This is a trick which can be performed without ever handling or even seeing the cards.

Ask your friend to shuffle a pack of cards and then select any spot card. ie. not a picture card.
Turn your back so that you can't see what he is doing then ask him to place the selected card face
down on top of the squared up pack. Now tell him to remove its value in cards from the bottom
of the pack and place them on top of it - for instance if he chose the Seven of clubs , he simply
takes seven cards from the bottom and puts them on the top, above his card. He must do this
silently giving no clue as to the number of cards he is moving.

Next ask him to deal the cards from the top of the pack one at a time on to the table, and call out
the name of each card in turn. He must deal the cards without giving any clue in his voice until
he has gone right past his own card until you tell him to stop. Then you name his card.

Here's how the trick is done: When he calls out the cards, you simply ignore the first one, then in
your head, count one, two, three, as he calls out the remainder. When he calls out a card which
corresponds with the number you are counting, then this will usually be the card, but let him go
on further for a few cards, then stop him and surprise him by naming his card.

Occasionally more than one card will correspond with your silent count but if this happens you
have to guess which is his card and if he says no then straight away call out the other.

Impossible Mind Reader


Remove 25 cards from the pack and allow the spectator to shuffle and cut the cards as much as
they want then lay the 25 cards out in 5 rows of 5 cards face upwards from left to right in neat
rows following a sort of grid pattern.

Ask the spectator to think of any one of the cards in any row and to tell you which row their card
is located in. When they tell you, note the card* at the left hand end of the row. Take up the
cards, beginning first at the last or right hand card of the bottom line, placing it on the face of the
card immediately above it and then place these 2 cards on top of the card immediately above, and
so on up to the top.

Do this with each of the rows in turn and you should be left with 5 piles of cards on what was the
top row.
Collect up the cards, placing the 5th (right hand) pile on top of the 4th, then this stack on top of
the 3rd, then on top of the 2nd, etc, until you're left with a single stack of cards.

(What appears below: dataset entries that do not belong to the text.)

PR #1537, opened 2026-08-17
fix(cascadeselect): bind aria-label to the listLabel getter

### LINKED ISSUE #1453: [Bug]: CascadeSelect option list has no aria-label; template binds 'listlabel' instead of 'listLabel'
### Checklist

### What happened?

The CascadeSelect option list has no accessible name. The template binds `listlabel`, but the getter is `listLabel` (`cascadeselect.ts:372` vs `:766`), so the binding resolves to `undefined` and the attribute is dropped.

### Steps to reproduce

1. Open the overlay on https://www.openng.org/cascadeselect
2. Inspect `document.querySelector('p-cascadeselect ul[role="tree"]')`

### Expected behavior

```html
<ul role="tree" aria-label="Option List">
```

### Actual behavior

```html
<ul role="tree">
```

### Minimal reproduction

https://www.openng.org/cascadeselect

### Library version

1.0.0-rc.2

### Angular version

21.0.0

### Node version

24.15.0

### Package manager

pnpm

### Browser(s)

Chrome

### Environment details

- OS: macOS
- Node: 24.15.0

### Angular application setup

Standalone components

### Additional context

_No response_

AshwinSathian:
## Summary

The CascadeSelect option list's `[attr.aria-label]` binding referenced `listlabel`, a property that does not exist on the component. The binding resolved to `undefined`, so the `aria-label` attribute was dropped from the rendered `<ul role="tree">`. The component does define a `listLabel` getter (backed by the ARIA translation key), but the template never referenced it. This PR points the binding at `listLabel`, matching the pattern already used in Select, MultiSelect, and AutoComplete.

## Steps to reproduce (before this fix)

1. Open the overlay on the CascadeSelect docs page.
2. Inspect `document.querySelector('p-cascadeselect ul[role="tree"]')`.
3. The element has no `aria-label` attribute, so screen readers announce the option tree with no accessible name.

## Change

- `packages/optimus-ui/src/cascadeselect/cascadeselect.ts`: `listlabel` -> `listLabel`.
- `packages/optimus-ui/src/cascadeselect/cascadeselect.test.ts`: added a test asserting the rendered option list gets `aria-label="Option List"`. Verified it fails without the fix and passes with it.

Fixes #1453

### DIFF
--- a/packages/optimus-ui/src/cascadeselect/cascadeselect.test.ts
+++ b/packages/optimus-ui/src/cascadeselect/cascadeselect.test.ts
@@ -854,6 +854,22 @@ describe('CascadeSelect', () => {
             expect(ariaRequired === null || ariaRequired === 'false').toBe(true);
             expect(hiddenInput.nativeElement.getAttribute('aria-label')).toBeTruthy();
         });
+
+        it('should set an aria-label on the option list', async () => {
+            testComponent.options = mockCountries;
+            testFixture.changeDetectorRef.markForCheck();
+            await testFixture.whenStable();
+            testFixture.detectChanges();
+
+            const trigger = testFixture.debugElement.query(By.css('.p-cascadeselect-dropdown'));
+            trigger.nativeElement.dispatchEvent(new MouseEvent('mousedown', { bubbles: true }));
+            testFixture.changeDetectorRef.markForCheck();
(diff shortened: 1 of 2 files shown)


geromegrignon:
Duplicate PR.

PR #1538, opened 2026-08-17
fix(confirmdialog): add draggable to the Confirmation interface

### LINKED ISSUE #60: Draggable property missing in the Confirmation interface
ConfirmDialog API says there should be a draggable property in the properties param (https://primeng.org/confirmdialog), which if defined works, but is missing in the Confirmation interface which results in the following TS issue:
Object literal may only specify known properties, and draggable does not exist in type Confirmation

> Migrated from `primefaces/primeng#19516` — originally by `@rokamon1997` on 2026-04-03

AshwinSathian:
## Summary

`ConfirmationService.confirm()` already supports a `draggable` option at runtime: `ConfirmDialog`'s constructor copies every own key of the `Confirmation` object onto the component instance (`keys.forEach((key) => { this[key] = confirmation[key]; })`), and `draggable` is one of the component's own `@Input()`s, bound straight through to the underlying `p-dialog`. The `Confirmation` interface, however, never declared the field, so any typed caller doing `confirm({ draggable: false })` hits:

```
Object literal may only specify known properties, and 'draggable' does not exist in type 'Confirmation'.
```

This PR adds `draggable?: boolean` to the interface, next to the other dialog-behavior flags (`closable`, `modal`). No runtime code changes — the propagation path already existed.

## Change

- `packages/optimus-ui/src/api/confirmation.ts`: add `draggable?: boolean` to `Confirmation`.
- `packages/optimus-ui/src/confirmdialog/confirmdialog.test.ts`: added a test that calls `confirmationService.confirm({ draggable: false, ... })` and asserts it propagates to both the `ConfirmDialog` instance and the underlying `Dialog` instance. Verified it fails to type-check (`TS2353`) without the interface change and passes with it.

Fixes #60

### DIFF
--- a/packages/optimus-ui/src/api/confirmation.ts
+++ b/packages/optimus-ui/src/api/confirmation.ts
@@ -114,4 +114,9 @@ export interface Confirmation {
      * @defaultValue true
      */
     modal?: boolean;
+    /**
+     * Enables dragging to change the position of the dialog using its header.
+     * @defaultValue true
+     */
+    draggable?: boolean;
 }
--- a/packages/optimus-ui/src/confirmdialog/confirmdialog.test.ts
+++ b/packages/optimus-ui/src/confirmdialog/confirmdialog.test.ts
@@ -233,6 +233,24 @@ class TestConfirmationServiceComponent {
     }
 }
 
+// ConfirmDialog with a Confirmation-level draggable override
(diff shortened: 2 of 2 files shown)


geromegrignon:
Duplicate PR.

Then once again, keeping the cards face up, deal then into another 5 horizontal rows as before.
Ask the spectator to tell you once again which row their card is located in. When they tell you,
look along the top or the bottom row for the card which you noted* earlier was first in the row
they had indicated. Above it or below in the row to which they now point, is the card which they
originally thought of.

Amazing Prediction
A spectator is asked to shuffle the cards, then remove any twelve from the pack and to further
shuffle these twelve. Whilst this is being done the magician writes a prediction on a piece of
paper he places face down on the table. The spectator now takes any four cards from his selected
twelve and lays them in a row face up on the table, the remaining eight cards are put with the rest
of the pack. This is now taken up, and from it cards are dealt onto each of the face-up cards so as
to bring its value to ten. For instance, if a four then six cards are to be dealt on top of it. All
picture cards, however, are valued at ten so no cards are put on these.

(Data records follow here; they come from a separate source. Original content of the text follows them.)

PR #1564, opened 2026-08-20
fix(confirmpopup): resolve options from the active confirmation

### LINKED ISSUE #1547: ConfirmPopup: confirmation keys copied onto the component are never cleared, so option() can serve stale button props
### Describe the bug

Follow-up from #1438 (review) — related to #40.

When a confirmation is shown, `ConfirmPopup` copies every key of the `Confirmation` object onto the component instance:

```ts
// confirmpopup.ts (requireConfirmation$ subscription)
this.confirmation = confirmation;
const keys = Object.keys(confirmation);

keys.forEach((key) => {
    this[key] = confirmation[key];
});
```

These copied keys are never cleared: `hide()` only resets `this.confirmation = null`, and the next confirmation only overwrites the keys it actually contains.

Since `option()` reads from the component instance (`this`) rather than from `this.confirmation`, the `[buttonProps]="getAcceptButtonProps()"` / `getRejectButtonProps()` bindings can serve **stale props from a previous `confirm()` call**:

1. `confirm({ acceptButtonProps: { severity: 'danger' }, ... })` → popup shows a danger accept button. ✅
2. Popup is closed.
3. `confirm({ message: 'Something else' })` (no `acceptButtonProps`) → the accept button **still** gets `{ severity: 'danger' }`, because `this.acceptButtonProps` was never cleared and `option('acceptButtonProps')` still returns it. ❌

This affects any `Confirmation` key resolved through `option()`/copied state when two confirmations with different shapes go through the same `<p-confirmpopup>` instance (the common case: one popup + one `ConfirmationService`).

Note: after #1438 the *labels* are safe, because the `acceptButtonLabel`/`rejectButtonLabel` getters read `this.confirmation?...` directly — this issue is about the remaining copied-key/`option()` paths (e.g. the `[buttonProps]` bindings).

### Suggested fix

Either:
- resolve `option()` against `this.confirmation` (like the label getters now do), or
- clear/reset the previously copied confirmation keys when hiding or when a new confirmation arrives.

`ConfirmDialog` uses the same copy-keys-onto-`this` pattern and is likely affected too — worth checking while fixing.

### Environment

- `packages/optimus-ui/src/confirmpopup/confirmpopup.ts`, observed on `main` (v2-rc.0)

rene-schakmann:
## Description

Fixes #1547.

`ConfirmPopup` and `ConfirmDialog` copied **every** key of the emitted `Confirmation` onto the component instance and never cleared them:

```ts
this.confirmation = confirmation;
Object.keys(confirmation).forEach((key) => { this[key] = confirmation[key]; });
```

`hide()` only flips visibility and `onContainerDestroy()`/`onDialogHide()` only null `this.confirmation`, so the copies survive. Since `option()` resolved against `this` rather than `this.confirmation`, the next `confirm()` inherited every key it did not itself set — the `[buttonProps]` bindings being the visible case.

This having been done, the total value of the four cards is ascertained. For example, supposing
the four face-up cards happen to be the Three of Hearts, the Seven of Clubs the Jack of Spades
and the Four of Diamonds, their total value would be twenty-four. The card which lies at that
number is now counted down to in the pack that remains. When it is turned over, amazingly
matches the original prediction.

This self-working trick requires no skill and can be done with a borrowed pack as long as the
pack is complete.

Reversa-Card
You can use any pack for this trick.

Ask a spectator to shuffle the pack and cut it into 2 piles. Then let them select one of the piles
and you take the other. Turn your back to the spectator and ask them to select a card from their
half pack, note it and then replace it on top of their pile of cards.

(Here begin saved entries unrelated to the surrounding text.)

PR #1567, opened 2026-08-20
fix(scroller): initialize virtual scroll when the viewport becomes measurable

sybers:
## Description

Open a `p-select` with `[virtualScroll]="true"` and don't move the mouse: the panel comes up empty. Wiggle the mouse and the options appear!

The overlay is still `display: none` when the scroller gets created (that's `p-motion` hiding the panel before it animates it in), so `isVisible()` is false when `viewInit()` runs and it gives up early. `last` stays at 0, so the rendered slice is empty. The only thing that retries is `onAfterViewChecked`, which needs a change detection cycle, and showing the panel doesn't schedule one. A mousemove over the panel does, hence the "move the mouse and it works" behaviour.

The reason it looks flaky rather than broken: `onOverlayBeforeEnter` does wake the scroller, but only through the `scrollToIndex` call that's guarded by "is something selected". So reopening a select that already has a value is usually fine, and the case that actually breaks is the first open on a placeholder.

This one is unrecoverable under `provideZonelessChangeDetection()`. No mousemove, no change detection, panel stays empty for good.

Fix is in two parts:

- `Scroller.viewInit()` now sets up a `ResizeObserver` when the element has no box yet, and initializes as soon as it gets one. Disconnects on init and on destroy. I left `onAfterViewChecked` in place because it's what arms the observer when the scroller starts out disabled and there's no element to observe yet.
- `p-select` and `p-multiselect` also call `scroller.viewInit()` from `onOverlayBeforeEnter`, where the panel is already laid out. `p-autocomplete` was already doing this, so it just brings the other two in line.

The scroller change also covers `p-listbox`, `p-table`, `p-treetable` and `p-tree`, which have no overlay hook and were relying on the same retry.

## Related issues

None found

## Type of change

- [ ] Documentation only

## Breaking changes

None, it is just a bugfix.

## Test plan

- [x] `pnpm run build:lib`
- [x] `pnpm run test:vitest` and `pnpm run test:unit`, both green
- [x] `pnpm run format:check`
- [x] `pnpm run lint`
- [ ] Demo app: didn't go through it. The new tests run in a real browser (Chromium for vitest, Chrome for karma) and cover the unmeasurable-viewport case directly.

Added 7 tests, mirrored in both the `.spec.ts` and `.test.ts` files so the jasmine and vitest jobs both pick them up. The scroller ones is in a new `Deferred Visibility Initialization` block.

## Checklist

- [ ] Issue discussed or bug clearly described (link issue when applicable)
- [x] Documentation updated (README, JSDoc, migration notes as needed)
- [x] Public API changes documented; breaking changes called out
- [x] CHANGELOG updated (if the repository maintains one and the change is user-facing)

### DIFF
--- a/packages/optimus-ui/src/multiselect/multiselect.spec.ts
+++ b/packages/optimus-ui/src/multiselect/multiselect.spec.ts
@@ -5,10 +5,10 @@ import { FormControl, FormGroup, FormsModule, NgForm, NgModel, ReactiveFormsModu
 import { By } from '@angular/platform-browser';
 import { provideNoopAnimations } from '@angular/platform-browser/animations';
 import { provideOptimus } from '@openng/optimus-ui/config';
+import type { MultiSelectBlurEvent, MultiSelectChangeEvent, MultiSelectFilterEvent, MultiSelectFocusEvent } from '@openng/optimus-ui/types/multiselect';
 import { BehaviorSubject, of } from 'rxjs';
 import { delay } from 'rxjs/operators';
 import { MultiSelect, MultiSelectModule } from './multiselect';
-import type { MultiSelectBlurEvent, MultiSelectChangeEvent, MultiSelectFilterEvent, MultiSelectFocusEvent } from '@openng/optimus-ui/types/multiselect';
 interface City {
     name: string;
     code: string;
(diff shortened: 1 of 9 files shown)


sybers:
Hey, any updates on this ? Could you take a look at the issue and suggested solution ?
Thanks 🙏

Turn round and place your half pack on top of theirs. Give the spectator the complete pack to
hold behind their back. Instruct them to take the bottom card and insert it somewhere near the top
of the pack, the top card and insert it somewhere near the bottom of the pack and then finally, to
take the top card, reverse it and place it somewhere near the centre. The spectator should then
give the cards back to you. When the cards are spread out on the table, the card which they
reversed will be next to (ie. to the left of) the card they selected.
That's Odd
This trick can be repeated over and over again without any fear of detection.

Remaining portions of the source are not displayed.